报告题目:Regularity estimates for the non-cutoff soft potential Boltzmann equation with rough and slowly decaying data
报告人:何凌冰教授(清华大学)
邀请人:熊林杰
时间:2月9日(周四)16:00-17:00(北京时间)
地点:数学学院425
摘要:Following the work of Caffarelli-Kohn-Nirenberg, we call a point to be a regular one of the weak solution $f=f(t,x,v)$ to the non-cutoff Boltzmann equation if $f$ is essentially bounded in a neighborhood of this point. Generally it should imply that $f$ is indeed $C^\infty_{x,v}$ in a smaller neighborhood.
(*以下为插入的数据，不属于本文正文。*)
PR #871, opened 2025-02-06
Add sparse factory method tests

aartbik:


test/CMakeLists.txt
```diff
@@ -37,6 +37,7 @@ set (test_sources
     01_radar/MVDRBeamformer.cu
     01_radar/ambgfun.cu
     01_radar/dct.cu
+    sparse/Sparse.cu
```
cliffburdick, line 40: 00_sparse?

aartbik: done

test/sparse/Sparse.cu
```diff
@@ -0,0 +1,180 @@
...
+
+template <typename T> class SparseTest : public ::testing::Test { };
+
+template <typename TensorType> class SparseTestsAll : public SparseTest<TensorType> { };
+
+// For all operations that run on host and device.
+TYPED_TEST_SUITE(SparseTestsAll, MatXAllTypesAllExecs);
+
+// For all operations that run on device only.
+TYPED_TEST_SUITE(SparseTestsAllCUDA, MatXAllTypesCUDAExec);
```
cliffburdick: "AllTypes" doesn't really make sense here I don't think because it includes types like bool which aren't used for sparse. Maybe do just the ones supported by the libraries?

cliffburdick (commented):
I think "Sparse.cu" is too generic of a name if this is going in its own folder. If it's just going to be one large file it can go in 00_tensor with that name. If you plan on having a lot of separate tests, This might be "Basic.cu" or something.

test/sparse/Sparse.cu
aartbik: For the libraries, I agree. But for the factory methods it is already nice that we can handle all types (with an eye on later enhancements). For example, "bool" would make sense for an adjacency matrix representation of a graph (although for a binary-valued sparse tensor, one would not even store the values explicitly of course). And "int" would make sense for a weighted-graph.

aartbik:
> I think "Sparse.cu" is too generic of a name if this is going in its own folder. If it's just going to be one large file it can go in 00_tensor with that name. If you plan on having a lot of separate tests, This might be "Basic.cu" or something.

Renamed.

cliffburdick (approved):

PR #873, opened 2025-02-07
Add sparse conversion tests (dense2sparse, sparse2dense)

aartbik:


test/00_sparse/Basic.cu
```diff
@@ -60,10 +56,12 @@ TYPED_TEST(SparseTestsAll, MakeZeroCOO) {
   ASSERT_EQ(A.posSize(1), 0);
   ASSERT_EQ(A.crdSize(0), 0);
   ASSERT_EQ(A.crdSize(1), 0);
+  // Element getter.
+  ASSERT_EQ(A(0, 0), static_cast<TestType>(0)); // not found
```
cliffburdick, line 60: Why does this say not found?

aartbik: If you prefer, I could say something like "implicit value"?

cliffburdick: That makes sense

cliffburdick (approved):

PR #874, opened 2025-02-07
Add sparse direct-solver tests

aartbik:


include/matx/transforms/solve/solve_cudss.h
```diff
@@ -253,6 +250,8 @@ void sparse_solve_impl_trans(TensorTypeC &c, const TensorTypeA &a,
        a.Size(RANKA - 1) == b.Size(RANKB - 1) &&
        a.Size(RANKA - 2) == b.Size(RANKB - 1) &&
        b.Size(RANKB - 2) == c.Size(RANKC - 2), matxInvalidSize);
+  static_assert(std::is_same_v<typename TensorTypeA::pos_type, int32_t> &&
+		std::is_same_v<typename TensorTypeA::crd_type, int32_t>, "unsupported index type");
```
cliffburdick, line 254: Should this be `index_t` instead or is this only used internally?

cliffburdick (approved):

include/matx/transforms/solve/solve_cudss.h
aartbik: cuDSS only accepts 32-bit integers as index currently (so index_t will not work)

PR #888, opened 2025-02-24
modify constexpr fall-through return into else

aartbik:


include/matx/transforms/convert/dense2sparse_cusparse.h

In the present talk, we show that the above assertion is very subtle for the Boltzmann equation because of the degenerate property and the non-local property of the collision operator. We demonstrate it via three steps: (i). Construct so-called typical rough and slowly decaying data; (ii). Prove that such kind of the data will induce the finite smoothing effect in Sobolev spaces; (iii). Prove that this finite smoothing effect property will induce the following local properties: Leibniz rule does not hold for high derivatives (even in the weak sense) and the discontinuities.
报告人简介:何凌冰,清华大学数学系教授。主要研究方向为流体力学中的Navier-Stokes,MHD等方程组以及统计物理中的Boltzmnn方程。近五年先后在 Ann. Sci. Éc. Norm. Supér.、Archive for Rational Mechanics and Analysis、Communications in Mathematical Physics、SIAM Journal on Mathematical Analysis、Journal of Functioal Analysis、Journal of Differential Equations、J. Stat. Phys.等国际主流数学杂志发表论文多篇。